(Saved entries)
-.-.-

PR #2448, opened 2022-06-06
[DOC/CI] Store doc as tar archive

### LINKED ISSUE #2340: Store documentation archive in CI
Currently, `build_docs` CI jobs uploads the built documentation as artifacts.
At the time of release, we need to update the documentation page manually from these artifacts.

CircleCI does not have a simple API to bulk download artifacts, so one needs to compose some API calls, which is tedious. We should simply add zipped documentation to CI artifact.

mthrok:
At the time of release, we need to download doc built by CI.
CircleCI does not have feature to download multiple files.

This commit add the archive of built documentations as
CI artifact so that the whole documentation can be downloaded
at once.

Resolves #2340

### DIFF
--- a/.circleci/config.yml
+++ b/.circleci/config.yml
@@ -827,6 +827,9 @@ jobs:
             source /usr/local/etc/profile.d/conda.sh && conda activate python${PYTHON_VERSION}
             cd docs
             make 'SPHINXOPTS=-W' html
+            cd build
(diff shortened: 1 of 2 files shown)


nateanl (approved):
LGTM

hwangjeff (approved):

-.-.-

Problem description: Beginning at the line with "### LINKED ISSUE" and ending at the line with "CircleCI does not have feature", reproduce each line of the data above exactly, and add no other lines.

Reply to the exercise:
### LINKED ISSUE #2340: Store documentation archive in CI
Currently, `build_docs` CI jobs uploads the built documentation as artifacts.
At the time of release, we need to update the documentation page manually from these artifacts.

CircleCI does not have a simple API to bulk download artifacts, so one needs to compose some API calls, which is tedious. We should simply add zipped documentation to CI artifact.

mthrok:
At the time of release, we need to download doc built by CI.
CircleCI does not have feature to download multiple files.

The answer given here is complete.